Research Fellowships and Postgraduate Research Funding

In October 2020 Ebba Strutzenbladh began a PhD project on "Women, law and landed networks in Scotland, c.1460 - c. 1560: Aberdeen and the Northeast". Ebba holds SGSAH doctoral funding and is working with supervisors Jackson Armstrong (Aberdeen), Ali Cathcart (Stirling) and Alan MacDonald (Dundee).

In 2019-2020 LACR alumnus Dr William Hepburn held a Research Fellowship funded by Chivas Brothers which investigated the stories in the ARO connected with the mention in 1505 of an aquavite still.

In 2019 Dr William Hepburn held an AHRC Creative Economies Engagement Fellowship through the Scottish Graduate School for Arts and Humanities.
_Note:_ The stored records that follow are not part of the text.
PR #2398, opened 2022-02-28
Increase memory for prescriptions-refresh-pg

fridex:

The current deployment fails on OOM.


harshad16 (approved):
lgtm
thanks :100:

PR #2401, opened 2022-03-01
Increase deadline for prescriptions-refresh jobs

fridex:

Some jobs were killed as they exceeded deadline.


mayaCostantini (approved):
lgtm 💯

PR #2402, opened 2022-03-01
Increase memory for prescriptions-refresh jobs to 1Gi to avoid OOM

fridex:

Avoid OOM. We can further reduce memory allocation based on metrics.


mayaCostantini (approved):
lgtm 💯

PR #2404, opened 2022-03-01
Run all the steps in prescriptions-refresh PyPI workflow

fridex:
## Description

We have run only the very first template.


mayaCostantini (approved):
lgtm 👍🏻 💯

It was called Playing in the Archives: Game Development with Aberdeen's Medieval Records. In the Fellowship Dr Hepburn explored the effectiveness of video games as a scholarly medium for examining the burgh records and the historical subjects they inform.
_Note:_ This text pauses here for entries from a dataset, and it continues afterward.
PR #2408, opened 2022-03-01
Adjust adviser's memory optimizer limit

fridex:
## Description

It looks like we have still some memory available to fill. Activate the memory optimization later.

image

image

### DIFF
--- a/adviser/base/argo-workflows/advise.yaml
+++ b/adviser/base/argo-workflows/advise.yaml
@@ -123,7 +123,7 @@ spec:
           - name: THOTH_SENTRY_IGNORE_LOGGER
             value: "thoth.adviser.run"
           - name: THOTH_ADVISER_MEM_OPTIMIZER_LIMIT
-            value: "5000000"
+            value: "5750000"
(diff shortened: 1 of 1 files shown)


fridex:
For future selves: adviser can suddenly do a memory consumption bump when it is aggregating results as some pipeline units are called after the actual resolution process (wraps). That's why there is left some space for the process to aggregate resolutions for users.

mayaCostantini:
> For future selves: adviser can suddenly do a memory consumption bump when it is aggregating results as some pipeline units are called after the actual resolution process (wraps). That's why there is left some space for the process to aggregate resolutions for users.

@fridex Should we document this somewhere?

mayaCostantini (approved):
lgtm 💯 👍🏻

fridex:
> > For future selves: adviser can suddenly do a memory consumption bump when it is aggregating results as some pipeline units are called after the actual resolution process (wraps). That's why there is left some space for the process to aggregate resolutions for users.
> 
> @fridex Should we document this somewhere?

Good idea, opened https://github.com/thoth-station/adviser/pull/2289 PTAL 👍🏻

PR #3226, opened 2021-09-14
Analyze taxon split

loarie:
tool on draft taxon splits to estimate the destinations of input taxon IDs after the split is committed (to specific output taxa or to the common ancestor) to help determine whether the split is necessary, optimize atlases, and minimize ID coarsening from splits.

See [this doc]( https://docs.google.com/document/d/1yuUq-AtagW_oaV978zd8VzL-LKT9BBLN_HGnJ2v6Cb4/edit?usp=sharing) for use cases of this tool while making complex ancestry changes.


app/controllers/taxon_changes_controller.rb
```diff
@@ -357,6 +357,37 @@ def group
       format.html { render layout: "bootstrap" }
     end
   end
+
+  def analysis_with_url( row )
```
kueda, line 361: This should be private. Also could use a more descriptive name. Maybe `identification_analysis_with_url` or `analyze_ids_row`

app/controllers/taxon_changes_controller.rb
```diff
@@ -357,6 +357,37 @@ def group
...
+      observation_params = {
+        id: row[:id_obs].join(",")
+      }
+      url = observations_path( observation_params )
+    end
+    return { taxon_id: row[:taxon_id], id_count: row[:id_count], url: url }
+  end
+
+  def analyze_ids
+    return false unless @taxon_change.type == "TaxonSplit"
```
kueda, line 374: In addition to returning false this needs to render a 422 response.

app/controllers/taxon_changes_controller.rb
```diff
@@ -357,6 +357,37 @@ def group
...
+    else
+      observation_params = {
+        id: row[:id_obs].join(",")
+      }
+      url = observations_path( observation_params )
+    end
+    return { taxon_id: row[:taxon_id], id_count: row[:id_count], url: url }
+  end
+
+  def analyze_ids
```
kueda, line 373: Since this is kind of a performance issue, it should require auth, and maybe require a curator.

kueda (changes requested):

app/controllers/taxon_changes_controller.rb
```diff
@@ -358,34 +358,35 @@ def group
     end
   end
 
-  def analysis_with_url( row )
-    if row[:id_count] == 0
-      url = nil
+  def analyze_ids
+    unless logged_in? && current_user.is_curator?
+      response = { json: I18n.t( :only_curators_can_access_that_page ), status: :unprocessable_entity }
```
kueda, line 363: Without a `respond_to` block and a `return` here, you're still running the risk of a non-curator executing the rest of this method. You could also just add this action to `before_action :curator_required` above and omit this entirely, though I guess you'd have to change `curator_required` to respond with JSON.

app/controllers/taxon_changes_controller.rb
```diff
@@ -399,6 +400,14 @@ def load_taxon_change
       ).first
   end
 
+  def stub_taxon_split
+    input_taxon = Taxon.where( id: params[:inputTaxonId].to_i ).first
+    output_taxa = Taxon.where( id: params[:outputIds].map{|i| i.to_i} )
+    @taxon_change = TaxonSplit.new
+    @taxon_change.taxon = input_taxon
+    @taxon_change.new_taxa << output_taxa
```
kueda, line 408: Doesn't using `<<` actually save the `@taxon_change` here and save the `TaxonChangeTaxa` records? I would have thought you would need to do something like `output_taxa.each { |t| @taxon_change.taxon_change_taxa.build( taxon: t )` to make a record without saving it.

app/views/taxon_changes/_form.html.haml
```diff
@@ -0,0 +1,154 @@
...
+  taxon_change_type = taxon_change.class.name
+
+= form_for taxon_change, as: :taxon_change,
+    url: taxon_change.new_record? ? taxon_changes_path : taxon_change_path( taxon_change ),
+    builder: DefaultFormBuilder,
+    html: { multipart: true } do |f|
+  = error_messages_for :taxon_change
+  
+  .column.span-24
+    -if taxon_change.committed?
```
kueda, line 27: Space after the `-`, please, here and everywhere else in HAML.

app/views/taxon_changes/_form.html.haml
```diff
@@ -0,0 +1,154 @@
...
+    -else
+      = f.hidden_field :type
+
+    %fieldset#sourcing{ class: ( taxon_change.committed? ? "last column span-24" : "last column span-16" ) }
+      %legend
+        =t :sourcing
+        - helptip_for "source" do
+          =t :please_add_a_citation_for_this_change
+      .stacked
+        = render partial: 'sources/nested_form_fields', locals: { f: f }
```
kueda, line 55: Please use double quotes, here and everywhere else.

app/views/taxon_changes/edit.html.haml
```diff
@@ -0,0 +1,13 @@
...
+  - @title = capture do
+    =t :editing
+    =t @taxon_change.class.name.underscore
+    = surround '(', ')' do
+      = @taxon_change.committed? ? t(:committed_on, date: l( @taxon_change.committed_on ) ) : t(:draft)
+  = strip_tags @title
+= render partial: "form_head"
+.last.column.span-24#pageheader
+  %span.breadcrumbs
+    = link_to t( :back_to_x, :noun => t( @taxon_change.class.name.underscore ) ), taxon_change_path( @taxon_change ), class: 'back crumb'
```
kueda, line 11: I'd just use `t( "back" )` or add `t( "back_to_taxon_change" ) or something. This is the kind of thing that drives translators crazy with gender agreement and such.

kueda (changes requested):

app/controllers/taxon_changes_controller.rb
loarie: doesn't curator action already apply since its not excepted?
```before_action :curator_required, :except => [:index, :show, :commit_for_user, :commit_records, :group]```

Comment (kueda) [reply app/controllers/taxon_changes_controller.rb:363]: Ah, good point!

Comment (kueda) [reply app/controllers/taxon_changes_controller.rb:363]: But that means you can just remove this, right? A non-curator can't get this far.

File: app/controllers/taxon_changes_controller.rb [hunk 9]
```diff
@@ -357,6 +357,41 @@ def group
...
+      analysis_data = {
+        analysis_header: analysis_header,
+        analysis_table: analysis_table
+      }
+      response = { json: analysis_data, status: :ok }
+    else
+      response = { json: I18n.t( :only_curators_can_access_that_page ), status: :unprocessable_entity }
+    end
+    respond_to do |format|
+      puts response[:json].to_json
```
kueda, line 391: Pls. remove the debugging code.

kueda (changes requested):

kueda (approved):

PR #3232, opened 2021-09-19
Bootstrapify Calendar, including bootstrap subnav

seanclifford:
Implemented as part of issue #958 to standardize the subnav component used on the site.

Style is mostly the same as before with bootstrap grid classes used.
Resizes reasonably nicely now, and the year header and footer dropdown are always centered too.
Additionally moved the custom page CSS to a an `scss` file.

Note: As previously discussed, I made separate commits for the file renames to `haml`, but I believe history of the renamed files will not be "tracked" if these commits are squashed on merge.


app/assets/stylesheets/calendars/index.scss
```diff
@@ -0,0 +1,38 @@
...
+  display:inline-table;
+
+  caption {
+    text-align: center;
+  }
+  th {
+    text-align: center;
+  }
+  td {
+    font-size:12px;
```
kueda, line 31: Can we get

1. A space after `:`
2. `line-height: 30px` so it's not quite so vertically smushed

app/views/calendars/index.html.haml
```diff
@@ -0,0 +1,41 @@
...
+        = render :partial => 'calendar', :locals => { :observations => @observations_by_month[i+1], :year => @year, :month => i+1, :month_name => t("date_format.month.#{month}") }
+
+  .row.yearnav
+    .col-xs-4
+      %h2.left
+        = link_to "&lsaquo; #{@year - 1}".html_safe, :year => @year - 1
+    .col-xs-4
+      %h4.center
+        %form( method="get" )
+          = select_tag :year, options_for_select(1950..Date.today.year, :selected => @year), "data-autosubmit" => true
```
kueda, line 37: I think you'll get a slightly more bootstrap-y form with something like

```haml
%form{ method: "get", class: "form-inline" }
  = select_tag :year, options_for_select( 1950..Date.today.year, selected: @year ), "data-autosubmit" => true, class: "form-control"
```

kueda (changes requested):
Mostly looking good! Not sure what to do about squashing vs history. I like both, but maybe history is more important.

app/assets/stylesheets/calendars/index.scss
seanclifford: Ah, that looks much better, thanks! 
After changing the line height I noticed the columns were also horizontally smushed around the Thu,Fri,Sat columns. I've made them even widths by adding `table-layout: fixed;`

app/views/calendars/index.html.haml
seanclifford: Thanks, that looks better.
In case you haven't noticed, I'm working out bootstrap as I go along!

seanclifford:
On squashing vs history - I'm personally not too bothered either way... 
Another option would be that I could reauthor the commits down to 2 commits - one for renames, and the rest with the changes on a new branch and PR... But that is a bit of a faff.

kueda (approved):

Creative and Artistic Responses

In 2018-2019 LACR alumna Dr Claire Hawes won a Creative Funding Award from Aberdeen City Council to support her collaboration with musicians Davy Cattanach and Paddy Buchanan to explore how songwriters can use historical material in their work. The trio have written a set of original songs composed in response to the contents of the Aberdeen council registers. In March 2020 they performed at the Holyrood Parliament.

Pilot Studies

In 2013 the original pilot study 'Connecting and Projecting Aberdeen's Burgh Records', funded by RIISS, tested the practicalities of creating an online, publicly-accessible database which links a full transcription and translation of the registers’ text with corresponding images. The sample covers fifty folios (one hundred images) for the six months from October 1530 to March 1531 (Volume CA1/1/13). This was a ‘proof of concept’ exercise using a previously underexplored volume to identify technical solutions as well as the appropriate editorial procedures for the creation of comprehensive transcriptions, translations, and a searchable database. Dr Jackson Armstrong and Dr Andrew Mackillop were joint PIs of this pilot. A special section of Urban History (2017) and a special issue of the Journal of Irish and Scottish Studies (2018), both co-edited by the PIs, have been published in connection with this study.
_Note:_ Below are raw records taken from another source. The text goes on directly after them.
PR #3239, opened 2021-09-22
don't reassess obs on global non-obscuring status creation/deletion

loarie:
when global non-obscuring conservation statuses are created or destroyed, no need to reassess observation geoprivacies

### DIFF
--- a/app/models/conservation_status.rb
+++ b/app/models/conservation_status.rb
@@ -125,7 +125,7 @@ class ConservationStatus < ApplicationRecord
   def update_observation_geoprivacies
     return true if skip_update_observation_geoprivacies
     # Don't reassess obs for newly created or destroyed non-obscuring global statuses
-    return true if ( saved_change_to_id? || destroyed? ) && geoprivacy == Observation::OPEN && place_id.nil?
+    return true if ( saved_change_to_id? || destroyed? ) && ( geoprivacy.nil? || geoprivacy == Observation::OPEN ) && place_id.nil?
     Observation.delay(priority: USER_INTEGRITY_PRIORITY,
       queue: "throttled",
       unique_hash: {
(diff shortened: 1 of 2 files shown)


loarie:
@kueda ok to merge this in?

app/models/conservation_status.rb
```diff
@@ -124,6 +124,8 @@ def normalize_geoprivacy
 
   def update_observation_geoprivacies
     return true if skip_update_observation_geoprivacies
+    # Don't reassess obs for newly created or destroyed non-obscuring global statuses
+    return true if ( saved_change_to_id? || destroyed? ) && geoprivacy == Observation::OPEN && place_id.nil?
```
kueda, line 128: On staging there are 55991 ConservationStatus records where the `geoprivacy` column is `null` not `open`, so I think you're going to want to check for that here.

spec/models/conservation_status_spec.rb
```diff
@@ -57,6 +57,26 @@
...
+      cs = ConservationStatus.make!( taxon: species )
+      jobs = Delayed::Job.where("created_at >= ?", stamp)
+      expect(jobs.select{|j| j.handler =~ /reassess_coordinates_for_observations_of/m}).not_to be_blank
+    end
+
+    it "should not reassess observations of taxon if open and global" do
+      species = Taxon.make!( rank: Taxon::SPECIES )
+      Delayed::Job.delete_all
+      stamp = Time.now
+      cs = ConservationStatus.make!( taxon: species, geoprivacy: "Open" )
```
kueda, line 74: Use `Observation::OPEN` here instead of the string literal. Testing against `"Open"` is testing against a value that doesn't exist in reality. You should probably also test the situation where geoprivacy is nil.

kueda (changes requested):

kueda (approved):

In December 2013 a linked project, A Text Analytic Approach to Rural and Urban Legal Histories (Dr Adam Wyner, PI), secured funding from the dot.rural Resource Partnership. The purpose of this project which ran in 2014 was a six-month pilot study to apply text analytical tools to the 100-page transcription of the council registers generated through the preceding RIISS pilot. This pilot explored a new method with which to interpret the linguistically meaningful content of the text, making it machine readable and richly annotated. To accomplish this, a text analytic tool was developed that specifically relates to the language, content, and structure of the record. The result is an accessible, flexible, and essential precursor to the development of Semantic Web and linked data applications related to this and other material.  Using text analytic software, it is possible to identify, query, and extract legal entities, individuals, offices, events, roles and others as well as the relations between these elements.  Such an analysis helps to address legal historical issues such as the political and legal culture and authority in the Burgh and Shire, particularly pertaining to the management and use of natural resources. An understanding of these issues, and being able to access them using Semantic Web/linked data technologies, facilitates further exploitation in applications.